Мимо
от железной дороги
и дорожного шума
мимо шумного света
мимо светлого мая
и до майского сада
мимо майского сада
и садового дыма
мимо дымных посёлков
поселковых придурков
до придурочных девок
от придурочных девок
от девичьих гулянок
от гулящих подружек
и от дружеских пьянок
мимо пьяного счастья
мимо пьяного счастья
и счастливого мига
до мгновенного чуда
до чудесного света
и до светлого рая
но от светлого рая
и до райского света
кто-то ходит кругами
и петляет и кружит
между раем и светом
всё кружит и петляет
между светом и раем
так и ходит кругами
и никак не отыщет
где судьба его ляжет
Град на горе
1. В Красноарамейске стены жёлты, а пески красны.
В Красноарамейске юноши разумны, а девы прекрасны.
В Красноарамейске ручьи текут в гору, а гора смотрит вниз —
на идущих вверх, на бегущих вдаль и на павших ниц.
2. В Красноарамейске зрелый муж — это воин,
в шлеме остроконечном, с луком или пращой.
Воины в Красноарамейске умирают стоя,
да так и стоят потом, лица укутав плащом,
свободной рукой указывая дорогу к храму и магазину,
дорогу к рынку, автовокзалу, Мавзолею и Эчмиадзину.
Каменные бабы женска полу тоже встречаются в Красноарамейске.
Но эти еще и ходят.
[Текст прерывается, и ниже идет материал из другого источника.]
PR #2864, opened 2021-09-02
Disable Bar animation during component initialization

### LINKED ISSUE #2863: Documentation: The menu shouldn't be opened for 1 second at page load on a smartphone
**To Reproduce**
1. Go to https://preview.blazorise.com/docs on a smartphone (I tested it in Google Chrome 92 on Samsung Galaxy S7).
2. The menu will open, and then hide after 1 second

I reproduced it also on Windows 10 after selecting Galaxy S5 device (360x640 resolution) in Developer Tools in Google Chrome 92. So I assume it is also reproductible on other smartphones.

**Expected behavior**
Opening menu for 1 second looks strange, I suppose it is a bug. No other component library documentation does this.

**Screenshots**
This menu is displayed for 1 second at page load on my smartphone:

Screenshot_20210902-114821_Chrome

stsrki:
fixes #2863 Documentation: The menu shouldn't be opened for 1 second at page load on a smartphone

We had a problem when the page is opened on mobile, the vertical Bar would show for a moment, and then it would minimize. It looks strange.

In this PR I have added a flag that tells us the `initial` state of the Bar and if it is `true` it would disable any animation and transition. It does so only for vertical mode.

@David-Moreira can you review and test? The change could potentially be breaking. We need to test demo apps and docs apps. Resize, responsive, collapse, etc. should work.

PS. i just realized I named branch `dev-v2-bar-initial` instead of `docs-v2-bar-initial` 🤦‍♂️


David-Moreira:
Well you kept the changes to a minimum, so there isn't much room to break something. :P Seems like you did a good job, don't see anything wrong, everything's working.

PR #2868, opened 2021-09-03
Add Polish language resources

cagrin:
* Add Polish language resources


stsrki:
Looking good. Thank you!

PR #2904, opened 2021-09-10
Fixes and improvements on AsyncValidator

### LINKED ISSUE #2750: Async Validation for DataGrid
Could you also add Async Validation for DataGrid? Thanks.

stsrki:
resolves #2750 Async Validation for DataGrid

With this PR I have:

- removed ValidatingAll event from Validations
- added AsyncValidator on DataGridColumn

The reason for the removal of `ValidatingAll` is that it didn't play well with the async code. Since it uses regular event subscribers they cannot be awaited and canceled afterward. So instead I have added two new APIs on the `IValidation` and run validation directly. It works quite well.

Since this is possibly a breaking change we will need to document it properly.


David-Moreira:
PR looks good. What's the behaviour for having both an Async and regular Validator set?

stsrki:
When `AsyncValidator` is defined it will be awaited when the user clicks on the save button in Datagrid edit mode. That part is working just fine.

Problem is that `.ValidateAll()` method on Validations is not working properly when mixed with async code. Since it is synchronous it will not wait for any `AsyncValidator`. I think we should remove it and replace it with the new `.ValidateAllAsync()`. But it is a breaking change 🤔

David-Moreira:
Oh right I think I had one of our demos form where that happened. Form would validate every normal validation but miss the async one. I agree it should wait every single validation, yea.

stsrki:
I have removed ValidateAll in favor of ValidateAllAsync. It's better to do it now than later. And we should probably think more about other APIs that could potentially better be async. Like `modal.ShowAsync`, or `dropdownToggler.ToggleAsync`. Basically anything that currently has async calls internally(like JSInterop) or it could have had at one time in it future.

Точней, не стоят на месте.
Вот вчера еще возвышалась у рынка, указывая на цементный завод,
сегодня стоит у ратуши и с нею еще целый взвод —
все показывают пальцами правильные стороны света:
север, юг, вон ту, вон ту и вот эту.
Стоят стеной плача, крича или молча,
не берёт их ни червь, ни ржа, ни иная порча.
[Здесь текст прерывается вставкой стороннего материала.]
PR #2911, opened 2021-09-13
Add DisabledDates to DatePicker

### LINKED ISSUE #2825: Disable range of dates in DatePicker
Example on https://flatpickr.js.org/examples/ under section **Disabling dates**.

gcardinale:
resolves #2825 Disable range of dates in DatePicker


stsrki:
@gcardinale, Thank you for the PR. The approach looks good to me. I only didn't like the use of strings for the disabled dates so I have used TValue instead. And I have used a built-on array compared to make sure dates are changed.

Before I merge please test one more time on your side to make sure it works as expected. Thank you!

Source/Blazorise.Bootstrap/Blazorise.Bootstrap.csproj
```diff
@@ -4,6 +4,7 @@
 
   <PropertyGroup>
     <PackageTags>blazorise blazor components bootstrap</PackageTags>
+    <TargetFrameworks>net5.0</TargetFrameworks>
```
stsrki, line 7: Can you please remove this from `.csproj` files? The framework is defined only through the shared `.props` file.

Source/Blazorise/Components/DatePicker/DatePicker.razor.cs
```diff
@@ -311,10 +312,43 @@ public override async Task SelectAsync( bool focus = true )
         [Parameter] public bool TimeAs24hr { get; set; }
 
         /// <summary>
-        /// List of disabled dates.
+        /// List of disabled Dates. Format string "yyyy-MM-dd".
         /// </summary>
-        [Parameter] public IEnumerable<TValue> DisabledDates { get; set; }
+        [Parameter] public string[] DisabledDates { get; set; } = new string[0];
```
stsrki, line 317: Why did you convert back to string values?

Issue #2810, opened 2021-08-13
Modal Closing is an Action instead of an EventCallback


njannink:
Model Closing event is of type `Action<ModalClosingEventArgs>` so when I want to do something async in this OnClosing it will have to be something like this `async void OnClosing(ModalClosingEventArgs args) { ....  }` which is undesirable. The type of this event should be an EventCallback so async operations are supported.

PR #2923, opened 2021-09-16
Async refactoring's

### LINKED ISSUE #1359: Modal - Show event
Hello,

On you [Model documentation](https://blazorise.com/docs/components/modal/#closing) you have a closing event, you could also have a `Showing` and/or `Shown`.  
This is a requirement for what I want to use the models for, currently in the app I am developing I use `RenderFragment` for my dialogs, so every time a dialog shows then the component does it's `Init`, inside the init method I can then setup the form and the object the form is editing.

I am looking to replace my `RenderFagments` with models in the hop to improve performance.

What do you think?

stsrki:
resolves #1359 Modal - Show event

When we change the component state imperatively instead of declaratively, eg. `modal.Show()`, in most of the cases it can also call JS interop or some other async call behind the scenes. Problem is that currently we have `void Show()` and similar methods. Void should generally be avoided for any async code.

With this PR I have started converting all current void methods into Task-able methods.

`void Show()` into `Task Show()`

This will be best in the long run, and it is the best time before 1.0.

---

| Component | Before          | After           |
|-----------|-----------------|-----------------|
| Modal     | `void Show()`   | `Task Show()`   |
|           | `void Hide()`   | `Task Hide()`   |
| Alert     | `void Show()`   | `Task Show()`   |
|           | `void Hide()`   | `Task Hide()`   |
|           | `void Toggle()` | `Task Toggle()` |
| Dropdown     | `void Show()`   | `Task Show()`   |
|           | `void Hide()`   | `Task Hide()`   |
|           | `void Toggle()` | `Task Toggle()` |
| BarDropdown     | `void Show()`   | `Task Show()`   |
|           | `void Hide()`   | `Task Hide()`   |
|           | `void Toggle()` | `Task Toggle()` |
| Button     | `void Focus()`   | `Task Focus()`   |
| Collapse   | `void Toggle()`   | `Task Toggle()`   |
| DropdownList     | `void Focus()`   | `Task Focus()`   |
| DropdownToggle     | `void Focus()`   | `Task Focus()`   |
| ListGroup     | `void SelectItem()`   | `Task SelectItem()`   |
| ProgressBar     | `void Animate()`   | `Task Animate()`   |
| Steps     | `void SelectStep()`   | `Task SelectStep()`   |
| StepsContent     | `void SelectPanel()`   | `Task SelectPanel()`   |
| Tabs     | `void SelectTab()`   | `Task SelectTab()`   |
| TabsContent     | `void SelectPanel()`   | `Task SelectPanel()`   |
| Validations     | `void ValidateAll()`   | `Task ValidateAll()`   |
|     | `void ClearAll()`   | `Task ClearAll()`   |
| SelectList  | `void Focus()`   | `Task Focus()`   |
| Autocomplete  | `void Focus()`   | `Task Focus()`   |
|  ALL input components   | `void Focus()`   | `Task Focus()`   |
|        | `void FocusAsync()`   | **removed**   |

---

The reason why I didn't add the `Async` suffix is that there will be only an asynchronous method.


njannink:
With relation to this Async work could you also look at this one: https://github.com/Megabit/Blazorise/issues/2810

Maybe the Action<ModelClosingEventArgs> can be changed to a Func<ModelClosingEventArgs,Task> but best would be an EventCallback. Already had a quick look at it, but what happens there is a bit tricky

stsrki:
> With relation to this Async work could you also look at this one: #2810
> 
> Maybe the Action can be changed to a Func<ModelClosingEventArgs,Task> but best would be an EventCallback. Already had a quick look at it, but what happens there is a bit tricky

Yes, that is also one of the reasons for this refactorings. I think it will `Func<ModelClosingEventArgs,Task>` because EventCallback can trigger re-render and we dont want that on closing event.

Source/Blazorise/Components/Modal/Modal.razor.cs
```diff
@@ -182,7 +182,7 @@ internal protected void Hide( CloseReason closeReason )
                 // finally reset close reason so it doesn't interfere with internal closing by Visible property
                 this.closeReason = CloseReason.None;
 
-                InvokeAsync( StateHasChanged );
+                await InvokeAsync( StateHasChanged );
```
David-Moreira, line 188: Can return

Source/Blazorise/Components/MessageAlert/MessageAlert.razor.cs
```diff
@@ -86,7 +86,7 @@ protected Task OnCancelClicked()
         {
             return InvokeAsync( async () =>
```
David-Moreira, line 87: redudancy? Can extract inner delegate?

Source/Blazorise/Components/Alert/Alert.razor.cs
```diff
@@ -109,7 +113,7 @@ private void HandleVisibilityState( bool visible )
         /// <param name="visible">True if <see cref="Alert"/> is visible.</param>
         private void RaiseEvents( bool visible )
```
David-Moreira, line 117: Possible and worth it converting?

Source/Blazorise/Components/Collapse/CollapseHeader.razor.cs
```diff
@@ -29,11 +29,12 @@ protected override void BuildClasses( ClassBuilder builder )
...
         /// <returns>A task that represents the asynchronous operation.</returns>
-        protected Task ClickHandler()
+        protected async Task ClickHandler()
         {
-            ParentCollapse.Toggle();
+            if ( ParentCollapse != null )
+                await ParentCollapse.Toggle();
 
-            return Clicked.InvokeAsync( null );
+            await Clicked.InvokeAsync( null );
```
David-Moreira: I think you've removed the explicit null argument on previous examples... 
`await Clicked.InvokeAsync( null );`

Source/Blazorise/Base/BaseInputComponent.razor.cs
```diff
@@ -62,7 +62,7 @@ public override async Task SetParametersAsync( ParameterView parameters )
                     }
                     else
                     {
-                        ExecuteAfterRender( () => FocusAsync() );
+                        ExecuteAfterRender( () => Focus() );
```
David-Moreira, line 65: Does this ExecuteAfterRender support async?

Source/Blazorise/Components/ColorEdit/ColorEdit.razor.cs
```diff
@@ -70,13 +70,7 @@ protected override Task<ParseValue<string>> ParseValueFromStringAsync( string va
...
-        public virtual void Select( bool focus = true )
-        {
-            InvokeAsync( () => SelectAsync( focus ) );
-        }
-
-        /// <inheritdoc/>
-        public virtual async Task SelectAsync( bool focus = true )
+        public virtual async Task Select( bool focus = true )
         {
             await JSRunner.Select( ElementRef, ElementId, focus );
```
David-Moreira, line 75: Might choose to not set up the state machine in the methods from this commit, like in the code base.

David-Moreira (changes requested):

Source/Blazorise/Components/Alert/Alert.razor.cs
stsrki: This one is problematic because it can be called from Visible setter. It is private so it doesn't affect users. We can leave it.

Source/Blazorise/Components/Collapse/CollapseHeader.razor.cs
stsrki: Yes. In olded blazor versions there was no parameterless InvokeAsync so null was needed. But now we can safely remove it.

Source/Blazorise/Base/BaseInputComponent.razor.cs
stsrki: It does.

Source/Blazorise/Components/ColorEdit/ColorEdit.razor.cs
stsrki: We can return without await, and add AsTask.

Source/Blazorise/Components/MessageAlert/MessageAlert.razor.cs
stsrki: This is OK. We have multiple operations that needs to be awaited.

PR #2936, opened 2021-09-19
Carousel: Fixes disabling of AutoPlay not working

### LINKED ISSUE #2910: Carousel with only 1 item has a UI flaw
jumpy

When the Carousel component only has one item then it makes an unfortunate UI flaw. I have enclosed a gif showing the flaw. 

I have tried playing around with the AutoPlay property but it makes no difference. 

When there is more than 1 item then there is no issue. 

I am creating my carousel like this

```
<Carousel SelectedSlide="0" Class="border-0" Autoplay="false">
                @{
                    var i = 0;
                    foreach (var item in DataComponentModel.Announcements)
                    {
                        if (item.Announcement is null)
                        {
                            continue;
                        }
                        var name = i.ToString();
                        var id = item.CommunityGroupAnnouncementId ?? 0;
                        <CarouselSlide Name="@name">
                            <div class="community-group-announcement-carousel-item-container-overlay" @onclick="@(() => ShowPopup(id))"></div>
                            <div class="community-group-announcement-carousel-item-container overflow-hidden p-3">
                                @((MarkupString) item.Announcement)
                            </div>
                        </CarouselSlide>
                        i++;
                    }
                }
            </Carousel>
```

I am using version 0.9.4.4

David-Moreira:
Closes #2910

User noticed that disabling AutoPlay on Carousel was not working. This PR fixes it.

Used Blazorise's Demo CarouselPage to test. Changing the `AutoPlay` and `Interval` Parameters to test.

### DIFF
--- a/Demos/Blazorise.Demo/Pages/Tests/CarouselPage.razor
+++ b/Demos/Blazorise.Demo/Pages/Tests/CarouselPage.razor
@@ -16,7 +16,7 @@
                 </Fields>
             </CardBody>
             <CardBody>
-                <Carousel @bind-SelectedSlide="@selectedSlide" ShowIndicators="@showIndicators" ShowControls="@showControls">
+                <Carousel @bind-SelectedSlide="@selectedSlide" ShowIndicators="@showIndicators" ShowControls="@showControls" Autoplay="false" Interval="100">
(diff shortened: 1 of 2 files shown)


stsrki (approved):
Looking good!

В общем, в Красноарамейске мёртвый всегда при деле.
Он твёрд и спокоен. Он сделал уже всё, что мог,
и делает ещё больше в своём новом каменном теле.
В отличие от живого, который сомнителен, мал и убог.
Но это на время — пока не погиб в бою,
в пешем, конном или конно-воздушном строю.
3. В Красноарамейске агнец и лев гуляют под ручку,
носят остроконечные шлемы и кушают жвачку;
вол гуляет под ручку с оводом,
бактерия с пенициллином, кусачки с проводом,
муж с женой никогда не ссорятся.
В Красноарамейске крайности сходятся —
в отличие от прочих убогих мест,
в которых сильный слабого ест.
4. В отличие от прочих убогих мест
в Красноарамейске законы незыблемы —
неколебимы, да и никем не колеблемы.
Тут судьи мудры, а стряпчие ловки,
что позволяет вносить поправки
в конституции, кодексы и уложения.
Так что нету безвыходного положения…
5. В Красноарамейске всё чаемое зримо,
всё зримое — прекрасно, а прекрасное — достижимо.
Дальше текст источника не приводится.